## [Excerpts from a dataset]
PR #2513, opened 2024-05-27
Create smallSpeak

jsh3d:


Vendicated:
TextReplace can do this if you really want it. But it's also just not very useful and bad for accessibility

So I'll be rejecting this, sorry

jsh3d:
> TextReplace can do this if you really want it. But it's also just not very useful and bad for accessibility
> 
> So I'll be rejecting this, sorry

ok 👍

## [Goal of the exercise]
Across all lines above, count those with the string "really". Only the number is wanted.

## [Expected answer]
2